Current purge systems for engines having a turbocharger unit use a venturi vacuum generator (i.e., a vacuum pump) to allow purge of the evaporative system while the turbocharger unit is activated (manifold under positive pressure). To create this vacuum pump, significant amounts of the air flow from the turbocharger unit are used, thereby reducing the power increase to the engine created by the turbocharger unit. One attempt to limit the amount of pressurized air running through the vacuum pump, and temporarily maximize power, is to include a turbo bypass switching valve (BSV) to alter the amount of pressurized air going to the vacuum pump. The BSV is opened and closed to control how much air is diverted from the turbocharger unit when the turbocharger unit is activated. There is a mass airflow sensor downstream of the turbocharger unit which monitors the airflow during naturally aspirated conditions, and conditions when the turbocharger unit is activated and generating pressurized air.
Because the mass airflow sensor is located in a separate flow path from the vacuum pump, the vacuum pump in effect creates a secondary flow path from the airbox to the manifold, circumventing the mass airflow sensor, and has the potential to allow unmonitored air into the engine during naturally aspirated conditions. In order to block this secondary flow path, turbo purge systems have been developed with an additional check valve between the BSV and the turbo outlet, which allows flow in conditions when the turbocharger unit is generating pressurized air to drive the venturi vacuum generator, but blocks flow under naturally aspirated (vacuum) conditions.
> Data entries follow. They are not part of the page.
PR #130, opened 2021-08-03
Fix unit tests to handle webhook

bpradipt:
With addition of webhook, the related unit tests need to be fixed to handle the same

**- What I did**
Updated the code to install webhook in envtest and modify the test cases

**- How to verify it**
`make test` 

Fix unit tests to handle webhook

### DIFF
--- a/Dockerfile
+++ b/Dockerfile
@@ -1,5 +1,5 @@
 # Build the manager binary
-FROM golang:1.13 as builder
+FROM quay.io/bitnami/golang:1.13 as builder
 
 WORKDIR /workspace
 # Copy the Go Modules manifests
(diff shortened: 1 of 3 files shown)


pmores (approved):
@bpradipt Great job,  thanks!  You'll have to tell me sometime a story of how you figured it out! :-)

(Nit: I'd consider making the commits cleaner by removing the parts where the first one adds some commented-out lines and the other removes them again.)

bpradipt:
> @bpradipt Great job, thanks! You'll have to tell me sometime a story of how you figured it out! :-)
> 
> (Nit: I'd consider making the commits cleaner by removing the parts where the first one adds some commented-out lines and the other removes them again.)

Ah, I didn't realise it. Thanks for catching it. Will make changes and re-send

jensfr (approved):
lgtm, thank you @bpradipt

However, incorporating the additional valve into this secondary flow path has been met with increased difficulty and expense due to packaging restrictions within the vehicle, and the need to prevent the valve from improperly altering air flow. Accordingly, there exists a need for a valve assembly which allows air to pass to the venturi vacuum generator when the turbocharger unit is activated, and closes under naturally aspirated (vacuum) conditions, without altering air flow.